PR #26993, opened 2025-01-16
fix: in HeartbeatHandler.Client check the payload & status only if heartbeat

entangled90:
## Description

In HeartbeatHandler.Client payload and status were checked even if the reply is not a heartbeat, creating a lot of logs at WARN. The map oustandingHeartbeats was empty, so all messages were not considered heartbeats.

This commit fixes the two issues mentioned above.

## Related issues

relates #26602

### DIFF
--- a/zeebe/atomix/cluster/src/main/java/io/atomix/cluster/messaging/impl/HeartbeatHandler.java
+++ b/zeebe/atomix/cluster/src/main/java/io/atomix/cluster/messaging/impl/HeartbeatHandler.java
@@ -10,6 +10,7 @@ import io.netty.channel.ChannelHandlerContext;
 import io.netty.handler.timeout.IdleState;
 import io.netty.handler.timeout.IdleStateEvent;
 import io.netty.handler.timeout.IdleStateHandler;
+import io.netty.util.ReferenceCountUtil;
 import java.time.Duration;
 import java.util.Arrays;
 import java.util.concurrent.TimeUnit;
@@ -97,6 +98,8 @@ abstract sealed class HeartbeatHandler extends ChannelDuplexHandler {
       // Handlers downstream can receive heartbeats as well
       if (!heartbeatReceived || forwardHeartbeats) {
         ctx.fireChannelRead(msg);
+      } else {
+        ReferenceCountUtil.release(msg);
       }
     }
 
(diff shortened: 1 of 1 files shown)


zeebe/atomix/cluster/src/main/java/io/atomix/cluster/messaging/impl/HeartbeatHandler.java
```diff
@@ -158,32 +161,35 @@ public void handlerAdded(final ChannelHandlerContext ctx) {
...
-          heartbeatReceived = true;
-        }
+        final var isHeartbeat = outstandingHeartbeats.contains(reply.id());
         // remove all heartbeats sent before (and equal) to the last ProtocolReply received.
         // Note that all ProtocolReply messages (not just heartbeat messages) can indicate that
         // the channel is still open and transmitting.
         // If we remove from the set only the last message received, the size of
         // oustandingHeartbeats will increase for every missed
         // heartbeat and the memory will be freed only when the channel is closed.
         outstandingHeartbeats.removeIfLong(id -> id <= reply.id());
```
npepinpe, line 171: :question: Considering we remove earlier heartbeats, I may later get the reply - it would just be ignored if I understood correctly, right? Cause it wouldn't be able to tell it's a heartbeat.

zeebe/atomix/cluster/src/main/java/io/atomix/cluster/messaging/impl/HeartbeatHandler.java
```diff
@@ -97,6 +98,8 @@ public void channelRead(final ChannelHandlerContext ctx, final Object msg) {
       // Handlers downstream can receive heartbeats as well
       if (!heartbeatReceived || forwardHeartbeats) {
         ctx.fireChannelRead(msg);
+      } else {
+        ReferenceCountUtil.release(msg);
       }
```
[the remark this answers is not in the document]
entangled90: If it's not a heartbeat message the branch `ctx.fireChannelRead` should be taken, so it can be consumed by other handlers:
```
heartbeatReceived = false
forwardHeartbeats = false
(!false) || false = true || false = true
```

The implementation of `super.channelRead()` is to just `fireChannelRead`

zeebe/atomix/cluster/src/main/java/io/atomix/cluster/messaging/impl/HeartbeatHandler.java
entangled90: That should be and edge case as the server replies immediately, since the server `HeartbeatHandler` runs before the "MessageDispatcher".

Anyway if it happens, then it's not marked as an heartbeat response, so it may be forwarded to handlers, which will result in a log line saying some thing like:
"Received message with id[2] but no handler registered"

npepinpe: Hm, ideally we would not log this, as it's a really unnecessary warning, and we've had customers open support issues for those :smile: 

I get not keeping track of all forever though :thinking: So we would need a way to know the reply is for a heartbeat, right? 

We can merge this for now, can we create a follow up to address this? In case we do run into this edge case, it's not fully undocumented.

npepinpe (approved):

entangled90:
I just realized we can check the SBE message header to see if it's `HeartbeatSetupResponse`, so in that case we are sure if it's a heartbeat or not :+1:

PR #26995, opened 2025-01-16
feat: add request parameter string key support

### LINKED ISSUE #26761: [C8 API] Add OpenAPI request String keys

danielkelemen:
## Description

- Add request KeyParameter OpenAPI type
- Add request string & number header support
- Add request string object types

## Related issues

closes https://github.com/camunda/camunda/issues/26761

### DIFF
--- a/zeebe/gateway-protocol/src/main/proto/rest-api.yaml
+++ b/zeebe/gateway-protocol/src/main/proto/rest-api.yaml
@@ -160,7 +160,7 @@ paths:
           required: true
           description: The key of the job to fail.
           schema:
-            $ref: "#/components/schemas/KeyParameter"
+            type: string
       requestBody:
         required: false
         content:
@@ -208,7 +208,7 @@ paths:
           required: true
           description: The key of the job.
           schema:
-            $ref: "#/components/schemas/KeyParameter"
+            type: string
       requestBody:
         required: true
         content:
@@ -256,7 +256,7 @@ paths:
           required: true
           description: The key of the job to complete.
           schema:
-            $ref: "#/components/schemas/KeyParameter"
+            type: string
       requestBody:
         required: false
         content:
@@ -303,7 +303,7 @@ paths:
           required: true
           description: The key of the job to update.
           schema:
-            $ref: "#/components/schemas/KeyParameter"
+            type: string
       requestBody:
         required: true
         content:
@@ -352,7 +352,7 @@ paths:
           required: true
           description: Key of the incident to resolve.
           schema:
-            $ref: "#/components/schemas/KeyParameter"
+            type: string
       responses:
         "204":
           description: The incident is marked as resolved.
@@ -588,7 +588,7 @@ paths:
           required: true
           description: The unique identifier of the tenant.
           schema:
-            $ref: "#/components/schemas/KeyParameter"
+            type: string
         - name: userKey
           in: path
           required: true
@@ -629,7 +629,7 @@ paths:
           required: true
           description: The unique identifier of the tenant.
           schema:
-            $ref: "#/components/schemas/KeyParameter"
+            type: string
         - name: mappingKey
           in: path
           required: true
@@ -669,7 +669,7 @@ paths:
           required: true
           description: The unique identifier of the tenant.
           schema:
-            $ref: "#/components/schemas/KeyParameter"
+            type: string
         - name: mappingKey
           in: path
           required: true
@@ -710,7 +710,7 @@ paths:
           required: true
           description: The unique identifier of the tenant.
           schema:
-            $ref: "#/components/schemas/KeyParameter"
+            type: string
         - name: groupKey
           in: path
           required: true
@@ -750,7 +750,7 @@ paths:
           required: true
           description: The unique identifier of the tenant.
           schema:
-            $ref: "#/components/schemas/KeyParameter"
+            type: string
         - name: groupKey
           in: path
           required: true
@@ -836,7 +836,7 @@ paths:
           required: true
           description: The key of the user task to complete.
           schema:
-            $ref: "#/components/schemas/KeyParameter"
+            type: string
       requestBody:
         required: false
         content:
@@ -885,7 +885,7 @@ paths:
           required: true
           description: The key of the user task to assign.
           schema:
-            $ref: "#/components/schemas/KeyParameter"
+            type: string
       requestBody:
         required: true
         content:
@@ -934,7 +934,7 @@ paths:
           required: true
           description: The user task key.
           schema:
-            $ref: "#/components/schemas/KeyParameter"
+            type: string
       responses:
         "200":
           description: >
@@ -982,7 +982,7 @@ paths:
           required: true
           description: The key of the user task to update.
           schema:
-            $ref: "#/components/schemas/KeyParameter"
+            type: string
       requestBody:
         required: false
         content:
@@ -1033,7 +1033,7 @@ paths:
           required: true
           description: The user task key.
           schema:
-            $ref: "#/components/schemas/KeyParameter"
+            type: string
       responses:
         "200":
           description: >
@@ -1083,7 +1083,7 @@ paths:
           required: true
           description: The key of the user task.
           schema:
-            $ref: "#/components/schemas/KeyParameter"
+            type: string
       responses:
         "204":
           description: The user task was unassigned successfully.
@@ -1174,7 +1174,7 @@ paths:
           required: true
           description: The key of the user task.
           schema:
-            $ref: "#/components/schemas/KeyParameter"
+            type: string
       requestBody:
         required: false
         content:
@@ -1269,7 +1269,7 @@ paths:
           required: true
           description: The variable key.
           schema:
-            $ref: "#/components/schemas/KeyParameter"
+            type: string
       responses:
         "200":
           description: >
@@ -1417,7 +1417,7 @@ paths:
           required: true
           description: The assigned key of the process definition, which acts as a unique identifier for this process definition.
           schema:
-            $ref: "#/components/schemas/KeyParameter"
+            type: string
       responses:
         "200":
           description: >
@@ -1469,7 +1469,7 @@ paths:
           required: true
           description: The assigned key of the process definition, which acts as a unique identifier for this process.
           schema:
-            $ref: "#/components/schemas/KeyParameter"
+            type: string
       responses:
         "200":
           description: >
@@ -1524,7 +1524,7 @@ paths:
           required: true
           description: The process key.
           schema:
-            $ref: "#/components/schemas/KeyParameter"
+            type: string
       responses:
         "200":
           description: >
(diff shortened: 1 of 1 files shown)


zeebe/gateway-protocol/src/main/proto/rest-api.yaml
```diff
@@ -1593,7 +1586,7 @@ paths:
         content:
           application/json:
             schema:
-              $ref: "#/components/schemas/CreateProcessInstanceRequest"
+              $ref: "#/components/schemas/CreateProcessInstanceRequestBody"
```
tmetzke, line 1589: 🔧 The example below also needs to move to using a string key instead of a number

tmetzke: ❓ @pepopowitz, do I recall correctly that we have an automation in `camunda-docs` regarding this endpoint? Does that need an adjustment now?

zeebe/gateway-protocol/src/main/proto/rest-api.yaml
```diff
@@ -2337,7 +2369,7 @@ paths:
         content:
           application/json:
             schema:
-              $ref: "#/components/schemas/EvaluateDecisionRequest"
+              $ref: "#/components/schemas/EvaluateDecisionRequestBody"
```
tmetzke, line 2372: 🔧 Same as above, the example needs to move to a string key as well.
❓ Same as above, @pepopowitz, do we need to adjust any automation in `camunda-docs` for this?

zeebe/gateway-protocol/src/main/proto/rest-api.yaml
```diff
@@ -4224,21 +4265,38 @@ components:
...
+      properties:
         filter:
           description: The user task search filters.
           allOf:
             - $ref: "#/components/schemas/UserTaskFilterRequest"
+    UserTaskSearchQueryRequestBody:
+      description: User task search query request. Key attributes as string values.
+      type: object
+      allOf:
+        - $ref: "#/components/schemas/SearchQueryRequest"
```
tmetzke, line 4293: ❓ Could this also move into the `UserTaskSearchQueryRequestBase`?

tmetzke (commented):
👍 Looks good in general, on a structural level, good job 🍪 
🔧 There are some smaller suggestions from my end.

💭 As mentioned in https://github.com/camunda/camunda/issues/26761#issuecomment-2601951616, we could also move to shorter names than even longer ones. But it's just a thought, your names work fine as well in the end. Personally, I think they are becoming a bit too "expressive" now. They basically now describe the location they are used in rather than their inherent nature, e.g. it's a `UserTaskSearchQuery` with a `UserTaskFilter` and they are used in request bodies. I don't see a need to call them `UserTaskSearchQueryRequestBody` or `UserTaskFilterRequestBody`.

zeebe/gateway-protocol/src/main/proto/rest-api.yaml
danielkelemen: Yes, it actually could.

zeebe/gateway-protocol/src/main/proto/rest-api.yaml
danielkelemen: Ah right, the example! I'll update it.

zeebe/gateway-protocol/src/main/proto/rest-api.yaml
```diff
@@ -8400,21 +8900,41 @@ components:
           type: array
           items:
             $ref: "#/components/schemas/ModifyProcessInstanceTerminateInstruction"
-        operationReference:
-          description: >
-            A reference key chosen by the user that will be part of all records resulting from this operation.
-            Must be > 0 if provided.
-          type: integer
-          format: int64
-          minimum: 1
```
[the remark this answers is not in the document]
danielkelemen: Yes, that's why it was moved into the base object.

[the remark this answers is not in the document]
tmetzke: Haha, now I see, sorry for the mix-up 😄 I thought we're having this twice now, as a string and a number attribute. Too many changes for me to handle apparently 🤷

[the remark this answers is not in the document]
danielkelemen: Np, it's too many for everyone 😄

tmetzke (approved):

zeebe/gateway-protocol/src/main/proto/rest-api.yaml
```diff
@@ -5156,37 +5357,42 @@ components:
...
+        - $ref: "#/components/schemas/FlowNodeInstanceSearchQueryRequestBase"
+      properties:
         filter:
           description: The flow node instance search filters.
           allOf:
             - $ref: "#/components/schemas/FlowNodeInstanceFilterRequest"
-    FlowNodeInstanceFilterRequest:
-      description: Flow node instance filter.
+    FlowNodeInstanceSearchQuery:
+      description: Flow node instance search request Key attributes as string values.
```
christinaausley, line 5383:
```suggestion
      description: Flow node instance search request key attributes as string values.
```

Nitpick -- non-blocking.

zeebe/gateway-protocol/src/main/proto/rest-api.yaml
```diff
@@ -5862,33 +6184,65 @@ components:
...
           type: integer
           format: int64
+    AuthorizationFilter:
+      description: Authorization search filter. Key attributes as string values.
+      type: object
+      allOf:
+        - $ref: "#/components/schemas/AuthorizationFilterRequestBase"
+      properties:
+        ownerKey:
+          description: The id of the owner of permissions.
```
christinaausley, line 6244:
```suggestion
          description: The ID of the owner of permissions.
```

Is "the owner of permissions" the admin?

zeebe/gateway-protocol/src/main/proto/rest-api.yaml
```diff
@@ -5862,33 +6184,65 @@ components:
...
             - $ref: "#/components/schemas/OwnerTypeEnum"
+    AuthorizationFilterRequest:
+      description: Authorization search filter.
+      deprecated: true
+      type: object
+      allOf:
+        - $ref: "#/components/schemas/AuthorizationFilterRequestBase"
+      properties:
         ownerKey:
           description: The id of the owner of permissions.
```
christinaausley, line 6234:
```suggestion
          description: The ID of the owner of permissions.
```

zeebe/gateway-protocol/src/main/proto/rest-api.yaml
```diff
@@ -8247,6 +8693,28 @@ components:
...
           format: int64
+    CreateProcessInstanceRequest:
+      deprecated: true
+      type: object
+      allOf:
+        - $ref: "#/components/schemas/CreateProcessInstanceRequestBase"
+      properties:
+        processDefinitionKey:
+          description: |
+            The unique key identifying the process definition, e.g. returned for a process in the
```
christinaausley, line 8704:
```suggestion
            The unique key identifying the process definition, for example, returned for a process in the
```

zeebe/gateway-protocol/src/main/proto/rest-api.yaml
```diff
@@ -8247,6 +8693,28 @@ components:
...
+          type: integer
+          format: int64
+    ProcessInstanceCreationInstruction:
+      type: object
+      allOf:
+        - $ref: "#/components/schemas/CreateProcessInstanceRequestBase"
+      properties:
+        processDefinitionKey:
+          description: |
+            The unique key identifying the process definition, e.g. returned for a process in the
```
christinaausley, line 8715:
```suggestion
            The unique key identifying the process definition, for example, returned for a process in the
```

# # # # # # #

__About this exercise__: Which lines of the data include the string "UserTaskSearchQueryRequestBody"? Copy each of them.

__Answer box__:
+    UserTaskSearchQueryRequestBody:
💭 As mentioned in https://github.com/camunda/camunda/issues/26761#issuecomment-2601951616, we could also move to shorter names than even longer ones. But it's just a thought, your names work fine as well in the end. Personally, I think they are becoming a bit too "expressive" now. They basically now describe the location they are used in rather than their inherent nature, e.g. it's a `UserTaskSearchQuery` with a `UserTaskFilter` and they are used in request bodies. I don't see a need to call them `UserTaskSearchQueryRequestBody` or `UserTaskFilterRequestBody`.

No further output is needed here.